## DATASET EXTRACT
PR #18028, opened 2024-03-28
Fixed #35306 -- Improved documentation for the various date format settings

lufafajoshua:
# Trac ticket number

ticket-35306

# Branch description
Updated documentation on localization formats usage and precedence.

# Checklist

### DIFF
--- a/docs/ref/settings.txt
+++ b/docs/ref/settings.txt
@@ -1842,9 +1842,7 @@ standard :term:`language ID format <language code>`. For example, U.S. English
 is ``"en-us"``. See also the `list of language identifiers`_ and
 :doc:`/topics/i18n/index`.
 
-:setting:`USE_I18N` must be active for this setting to have any effect.
-
-It serves two purposes:
+It serves three purposes:
 
 * If the locale middleware isn't in use, it decides which translation is served
   to all users.
@@ -1852,6 +1850,11 @@ It serves two purposes:
   user's preferred language can't be determined or is not supported by the
   website. It also provides the fallback translation when a translation for a
   given literal doesn't exist for the user's preferred language.
+* If localization is explicitly disabled via the :tfilter:`unlocalize` filter
+  or the :ttag:`{% localize off %}<localize>` tag, it provides fallback
+  localization formats which will be applied instead. See
+  :ref:`controlling localization in templates <topic-l10n-templates>` for
+  details.
 
 See :ref:`how-django-discovers-language-preference` for more details.
 
--- a/docs/topics/i18n/formatting.txt
+++ b/docs/topics/i18n/formatting.txt
@@ -89,6 +89,9 @@ To activate or deactivate localization for a template block, use:
         {{ value }}
     {% endlocalize %}
 
+When localization is disabled, the :ref:`localization settings <settings-l10n>`
+formats are applied.
+
 See :tfilter:`localize` and :tfilter:`unlocalize` for template filters that will
 do the same job on a per-variable basis.
 
@@ -133,8 +136,9 @@ To force localization of a single value, use :tfilter:`localize`. To
 control localization over a large section of a template, use the
 :ttag:`localize` template tag.
 
-Returns a string representation for unlocalized numbers  (``int``, ``float``,
-or ``Decimal``).
+Returns a string representation for numbers  (``int``, ``float``, or
+``Decimal``) with the :ref:`localization settings <settings-l10n>` formats
+applied.
 
 .. _custom-format-files:
 


nessita:
@lufafajoshua thank you for your work.

When this PR is ready for review, please update the checklist from the PR description, and don't forget to set the proper ticket flags for this to be listed in the branches needing review.

docs/topics/i18n/formatting.txt
```diff
@@ -60,6 +60,9 @@ to be machine-readable, you will always want unlocalized values. You
 may also want to use localization in selected templates, rather than
 using localization everywhere.
 
+The format used is the one from the settings and under normal circumstances
+the locale dictated format has a higher precedence and will be applied instead.
```
claudep, line 64: What format? Which settings? Sorry, but I don't think this adds much clarity to these docs.

Maybe something like (once again I'm not a skilled English writer):
`When localization is disabled through one of the tag or filter described below, the localization formats used are taken from the general formatting settings (list of settings here?).`

claudep (changes requested):

docs/topics/i18n/formatting.txt
lufafajoshua: Hey @claudep , thanks for your review and response on this, Just for clarity, is it okay to pass a reference to the [globalization settings](https://docs.djangoproject.com/en/5.0/ref/settings/#globalization-i18n-l10n)  as the general formatting settings instead of listing them.

claudep: Good idea for this link! Now that I see that list, maybe it would be nice to distinguish in that list the settings that may overriding by locale formats, and those that don't, and then suggest (maybe in a different PR) separating that list in two sub-lists. Then we would have a perfect section to link to in this PR.

docs/ref/settings.txt
```diff
@@ -1838,21 +1838,23 @@ A list of IP addresses, as strings, that:
...
-A string representing the language code for this installation. This should be in
-standard :term:`language ID format <language code>`. For example, U.S. English
-is ``"en-us"``. See also the `list of language identifiers`_ and
-:doc:`/topics/i18n/index`.
-
-:setting:`USE_I18N` must be active for this setting to have any effect.
+A string representing the language code for this installation.
+This should be in standard :term:`language ID format <language code>`.
+For example, U.S. English is ``"en-us"``. See also the
+`list of language identifiers`_ and :doc:`/topics/i18n/index`.
```
sarahboyce, line 1844: This is the same, can you revert these changes?

docs/ref/settings.txt
```diff
@@ -1838,21 +1838,23 @@ A list of IP addresses, as strings, that:
...
 * If the locale middleware isn't in use, it decides which translation is served
   to all users.
 * If the locale middleware is active, it provides a fallback language in case the
   user's preferred language can't be determined or is not supported by the
   website. It also provides the fallback translation when a translation for a
   given literal doesn't exist for the user's preferred language.
+* If localization is explicitly disabled via the :tfilter:`localize` and
+  :tfilter:`unlocalize` template filters or tags, it provides fallback
+  localization formats which will be applied instead. see
+  :ref:`controlling localization in templates <topic-l10n-templates>`.
```
sarahboyce, line 1857: I think as we're referencing explicitly disabling localization, we should reference 
```
:tfilter:`unlocalize`
```
and 
```
:ttag:`{% localize off %} <localize>`
```
I think it might be wrong to reference
```
:tfilter:`localize`
```
when talking about disabling localization

docs/ref/settings.txt
```diff
@@ -1838,21 +1838,22 @@ A list of IP addresses, as strings, that:
...
 
 * If the locale middleware isn't in use, it decides which translation is served
   to all users.
 * If the locale middleware is active, it provides a fallback language in case the
   user's preferred language can't be determined or is not supported by the
   website. It also provides the fallback translation when a translation for a
   given literal doesn't exist for the user's preferred language.
+* If localization is explicitly disabled via the :tfilter:`localize` and
+  :tfilter:`unlocalize` template filters or tags. see
+  :ref:`controlling localization in templates <topic-l10n-templates>`.
```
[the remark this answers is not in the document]
sarahboyce: Yes, "see" needs to be capitalized and it would be good to end with "for [insert something]".  
You can just say "for more details" but you might want to be more specific like "for further explanation on [insert something]."
Rough example:
```
See :ref:`controlling localization in templates <topic-l10n-templates>` for more details.
```

docs/topics/i18n/formatting.txt
sarahboyce: It sounds like we still want to do this, it can be a separate commit or another PR 👍

docs/ref/settings.txt
```diff
@@ -3666,6 +3668,9 @@ Forms
 * :setting:`FORM_RENDERER`
 * :setting:`FORMS_URLFIELD_ASSUME_HTTPS`
 
+
+.. _globalization-settings:
```
sarahboyce, line 3672: This is a new unused reference, I believe the start of implementing [this comment](https://github.com/django/django/pull/18028#discussion_r1567427192).

sarahboyce (commented):
Thank you for this @lufafajoshua ⭐ I have a few comments
Can you also update the PR title to better represent what this PR is trying to acheive?

sarahboyce (approved):
Thank you @lufafajoshua 👍 this looks good to me!
I have squashed commits and applied minor updates, want to check other people are happy before merging but I think we're very close

claudep (approved):
LGTM, thanks!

## ASSIGNED TASK
State the number of lines above that include the word "representing", and write nothing besides that number.

## COMPLETED EXERCISE
2